─── Record extracts ───
PR #154, opened 2019-10-07
Reconnect background session fetchers after UIApplicationDidFinishLaunching

mwyman:
Default on iOS 13+ to reconnecting background fetchers after the app launches, rather than directly +load.

Unlike the previous attempt (pr #150), this new behavior is only the default on iOS. Mac users must still explicitly enable the behavior, which requires linking the application with AppKit. If GTMSESSION_RECONNECT_BACKGROUND_SESSIONS_ON_LAUNCH=1 is defined for Mac, any background fetchers will be reconnected after NSApplicationDidFinishLaunching.

### DIFF
--- a/Source/GTMSessionFetcher.m
+++ b/Source/GTMSessionFetcher.m
@@ -92,32 +92,6 @@ GTM_ASSUME_NONNULL_END
   #endif
 #endif
 
-// When creating background sessions to perform out-of-process uploads and
-// downloads, on app launch any background sessions must be reconnected in
-// order to receive events that occurred while the app was not running.
-//
-// The fetcher will automatically attempt to recreate the sessions on app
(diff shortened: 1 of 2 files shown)


Source/GTMSessionFetcher.m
───
Prompt ->
Starting at the line with "Reconnect background session" and ending at the line with "-// When creating", print each line of the listing above exactly, with no other lines.

Completed exercise ->
Reconnect background session fetchers after UIApplicationDidFinishLaunching

mwyman:
Default on iOS 13+ to reconnecting background fetchers after the app launches, rather than directly +load.

Unlike the previous attempt (pr #150), this new behavior is only the default on iOS. Mac users must still explicitly enable the behavior, which requires linking the application with AppKit. If GTMSESSION_RECONNECT_BACKGROUND_SESSIONS_ON_LAUNCH=1 is defined for Mac, any background fetchers will be reconnected after NSApplicationDidFinishLaunching.

### DIFF
--- a/Source/GTMSessionFetcher.m
+++ b/Source/GTMSessionFetcher.m
@@ -92,32 +92,6 @@ GTM_ASSUME_NONNULL_END
   #endif
 #endif
 
-// When creating background sessions to perform out-of-process uploads and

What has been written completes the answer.